Evidence references on part_of edge won’t display right: As mentioned in syngo2lego issue #1, I think this is due to evidence individuals using “source” to specify PMID instead of SEPIO:0000124 term. Although, the same set of evidence (and thus individuals) display correctly on the enabled_by edge. Also, the regenerated model displays part_of references correctly on my server even though the “source” property is still used for PMID. Not sure yet what change fixed this. In 1/18/18 commit to SimpleModel.scala, it looks like David switched from reusing the same axiom for different edges to creating distinct ones (by calling gen_annotations). I can change it to use SEPIO anyways, making sure it doesn’t break again after.
For the example model, I wasn't able to find input json containing SYNGO_1371. Is this in a repository somewhere?
Thanks!
-Dustin
@dustine32 I'm happy to look at any model PR--feel free to put a PR on dev and we can try and get those up. Unfortunately, I'm not sure of the location of any upstream input JSON, you'd probably have to ask @dosumis ?
Hi @dustine32,
Thanks for working on this. I may not have updated the source JSON file on the repo. Will fix that. Don't see any pull request yet, but more than happy to review.
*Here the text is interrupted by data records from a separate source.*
PR #141, opened 2019-04-17
Migrate version information to device.runtimeVersions

fractalwrench:
## Goal

We should collect the following information in the `device.runtimeVersions` section of the payload:

- Java version
- Java type (runtime environment)
- Spring version
- Spring Boot version

## Changeset

- Moved `device.runtimeName` to `device.runtimeVersions.javaType`
- Moved `device.runtimeVersion` to `device.runtimeVersions.javaVersion`
- Moved `device.metaData.springVersion` to `device.runtimeVersions.springFramework`
- Moved `device.metaData.springBootVersion` to `device.runtimeVersions.springBoot`
- Added package-visible `BeforeSendSessions` callback which is invoked immediately before session delivery and allows mutation of the payload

I was talking to the SynGO group earlier this week, and they plan to submit another bolus of annotations in the next couple of weeks.
@dosumis Thanks! I haven't put in a PR to syngo2lego yet because I've yet to change any code. I was more just making sure that I could run it and wrap my head around the current state of things. I did put a PR on noctua-models/dev so @kltm could take a look at some of syngo2lego's output when I ran it. It looked like some of the issues were fixed when comparing models currently in noctua-models/dev and the regenerated models.
@thomaspd Great! I wonder if the file source for these annotations is in the same JSON format (could've even fixed the ORCID issue themselves!).
@dosumis Thanks! I haven't put in a PR to syngo2lego yet because I've yet to change any code. I was more just making sure that I could run it and wrap my head around the current state of things. I did put a PR on noctua-models/dev so @kltm could take a look at some of syngo2lego's output when I ran it. It looked like some of the issues were fixed when comparing models currently in noctua-models/dev and the regenerated models.
Yep. IIRC , I fixed everything everything except model titles and the SEPIO thing (which I wasn't aware of, did this change?)
@thomaspd Great! I wonder if the file source for these annotations is in the same JSON format (could've even fixed the ORCID issue themselves!).
Should be same JSON. There's also a quick check of the json they provide via json schema.
@thomaspd - would be good to emphasise that we want orcids this time.
OK, now I see it's the contributor that needs to be the orcid. I will talk to them.
Simple validation of their json using json_schema is here: https://github.com/geneontology/syngo2lego_data_conversion
travis checks any JSON dropped into the json folder against the schema in spec.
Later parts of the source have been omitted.